* EXERCISE: Go through the listing below, count the lines that contain "from", and state the number alone.

* RAW DATA:

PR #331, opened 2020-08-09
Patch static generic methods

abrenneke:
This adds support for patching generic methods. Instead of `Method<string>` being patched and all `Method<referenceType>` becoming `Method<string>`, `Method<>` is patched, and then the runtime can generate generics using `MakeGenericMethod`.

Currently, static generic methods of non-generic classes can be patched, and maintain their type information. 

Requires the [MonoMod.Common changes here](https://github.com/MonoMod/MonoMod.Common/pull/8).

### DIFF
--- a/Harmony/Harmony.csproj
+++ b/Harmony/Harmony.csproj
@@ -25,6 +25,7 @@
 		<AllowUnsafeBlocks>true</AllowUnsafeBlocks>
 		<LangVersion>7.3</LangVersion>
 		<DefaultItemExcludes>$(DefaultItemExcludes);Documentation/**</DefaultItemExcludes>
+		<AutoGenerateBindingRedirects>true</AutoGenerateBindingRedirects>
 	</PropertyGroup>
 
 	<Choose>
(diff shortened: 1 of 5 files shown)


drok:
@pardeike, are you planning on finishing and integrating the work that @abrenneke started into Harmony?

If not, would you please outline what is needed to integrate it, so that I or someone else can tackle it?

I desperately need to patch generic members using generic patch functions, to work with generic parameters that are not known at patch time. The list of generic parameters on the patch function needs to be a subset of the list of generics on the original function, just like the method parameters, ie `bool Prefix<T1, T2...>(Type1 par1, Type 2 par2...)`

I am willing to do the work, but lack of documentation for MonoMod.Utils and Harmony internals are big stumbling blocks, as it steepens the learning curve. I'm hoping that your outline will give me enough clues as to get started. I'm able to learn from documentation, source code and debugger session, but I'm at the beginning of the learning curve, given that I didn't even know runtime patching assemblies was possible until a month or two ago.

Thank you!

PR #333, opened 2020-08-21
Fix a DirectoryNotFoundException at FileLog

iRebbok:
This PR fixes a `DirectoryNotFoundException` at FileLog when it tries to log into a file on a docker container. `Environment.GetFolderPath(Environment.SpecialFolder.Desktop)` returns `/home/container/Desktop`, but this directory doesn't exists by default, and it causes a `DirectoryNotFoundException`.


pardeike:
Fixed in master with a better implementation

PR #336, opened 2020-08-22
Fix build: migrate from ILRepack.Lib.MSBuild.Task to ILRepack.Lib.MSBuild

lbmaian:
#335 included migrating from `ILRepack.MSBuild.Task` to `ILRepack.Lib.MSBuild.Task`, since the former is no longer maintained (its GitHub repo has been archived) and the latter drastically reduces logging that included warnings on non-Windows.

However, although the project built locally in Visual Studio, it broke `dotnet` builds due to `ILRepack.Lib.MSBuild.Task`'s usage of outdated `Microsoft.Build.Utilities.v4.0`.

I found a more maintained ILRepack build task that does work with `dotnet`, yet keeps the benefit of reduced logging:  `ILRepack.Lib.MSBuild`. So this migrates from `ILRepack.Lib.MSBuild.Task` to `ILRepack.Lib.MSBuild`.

* SOLUTION FOR THIS PROBLEM: 4